Эта стратегия вполне может напомнить аналогичное лавирование Редона, с той лишь разницей, что последний должен был выбирать между жертвами в пользу Предметности (Харибды) и Абстракции (Сциллы), причем Абстракция в данном случае нефигуративна (не предлагает вычлененных из красочной массы, обособленных фигур), то есть выступает прямым двойником сонористики в музыке. И дань, уплаченная абстракции, была тоже довольно умеренной.
Позволю себе привести еще одну цитату из книги Яроциньского, поскольку в данном случае мне хотелось бы экстраполировать все положения этой цитаты на искусство Редона. «…Благодаря исключительной музыкальной впечатлительности, какой до него был наделен, пожалуй, только Моцарт, сонорному качеству отдельного звука или сочетаний звуков (после Дебюсси начинают говорить не об аккордах, а о созвучиях) он придал роль фактора, участвующего в создании структуры музыкального произведения наравне с мелодикой, ритмикой и гармонией, что оказалось серьезным шагом, последствиями которого полностью воспользуется под воздействием Веберна лишь новейшая музыка»[154]. Исключительная впечатлительность – это о Редоне, для которого едва уловимое движение в природе, едва читаемое душевное движение становились мощным творческим импульсом. Налицо «сонорное» качество отдельных цветовых пятен и даже отдельных касаний кистью холста, отдельных штрихов пастелью и карандашом, участие этих обособленных касаний в формировании не только структуры картинного пространства, но и даже предметного образа. Естественно, в силу специфики изобразительного искусства, линии, цвета, красочный материал всегда обладают означенными функциями; но отнюдь не всегда они обладают при этом семантической самодостаточностью, эмансипируясь от предметного смысла и одновременно служа его выражению. В музыке Дебюсси аналогичная самодостаточность принадлежит отдельным звукам и созвучиям, выполняющим зачастую функцию смысловых единиц.
И хотя у Редона (как, впрочем, и у Дебюсси) не было прямых последователей, не приходится сомневаться, что «позднейшие смельчаки» и на поприще живописи были куда менее осмотрительны.
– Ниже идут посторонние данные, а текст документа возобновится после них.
PR #9298, opened 2015-12-11
DAT-3576, allow for overwrite thumbnail physical dimensions in portab…

RafLeszczynski:
…le infobox via wikifactory variable

https://wikia-inc.atlassian.net/browse/DAT-3576

### DIFF
--- a/extensions/wikia/PortableInfobox/services/Helpers/PortableInfoboxRenderServiceHelper.php
+++ b/extensions/wikia/PortableInfobox/services/Helpers/PortableInfoboxRenderServiceHelper.php
@@ -251,7 +251,7 @@ class PortableInfoboxRenderServiceHelper {
 	 * @return array width and height which will be displayed i.e. in the width
 	 * and height properties of the img tag
 	 */
-	private function getImageSizesToDisplay( $thumbnail ) {
+	public function getImageSizesToDisplay( $thumbnail ) {
 		global $wgPortableInfoboxCustomImageWidth;
 
 		if ( !$this->isWikiaMobile() && !empty( $wgPortableInfoboxCustomImageWidth ) ) {
--- a/extensions/wikia/PortableInfobox/services/Helpers/PortableInfoboxRenderServiceHelper.php
+++ b/extensions/wikia/PortableInfobox/services/Helpers/PortableInfoboxRenderServiceHelper.php
@@ -112,11 +112,12 @@ class PortableInfoboxRenderServiceHelper {
 		}
 
 		wfRunHooks( 'PortableInfoboxRenderServiceHelper::extendImageData', [ $data, &$ref ] );
+		$dimensions = self::getImageSizesToDisplay( $thumbnail );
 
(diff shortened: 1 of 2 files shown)


RafLeszczynski:
TODO: add / fix unit tests

extensions/wikia/PortableInfobox/services/Helpers/PortableInfoboxRenderServiceHelper.php
```diff
@@ -214,6 +214,27 @@ private function getThumbnail( $title ) {
...
+	 * @todo rethink approach to images as a part of https://wikia-inc.atlassian.net/browse/DAT-3075
+	 * @param $thumbnail \MediaTransformOutput
+	 * @return string thumbnail URL
+	 */
+	private function getPhysicalSizeThumbUrl( $thumbnail ) {
+		global $wgPortableInfoboxCustomImageWidth;
+
+		if ( !empty( $wgPortableInfoboxCustomImageWidth ) ) {
+			$file = $thumbnail->file;
+			$height = min( self::MAX_DESKTOP_THUMBNAIL_HEIGHT, $file->getHeight() );
```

Звуковое пространство у Дебюсси, подобно изобразительному пространству редоновских фантазий, творится самим материалом и синкретически слито с ним, поэтому форма и структура художественного пространства в обоих случаях кристаллизуются постепенно, по мере создания художественного мира, а не существуют уже на прекомпозиционной стадии в качестве некоего априорного «вместилища». И музыкальное, и живописное пространство оказываются пронизаны «сеткой» «силовых линий» причудливой конфигурации, зависящей от конкретных элементов, которые постепенно формируют целое. «Твердые», оформленные и сонористические (нефигуративные) элементы композиции обусловливают специфический баланс устойчивости и неустойчивости, «раскачивая» восприятие реципиента между полюсами порядка и хаоса, то предоставляя ему ориентиры, то вновь дезориентируя.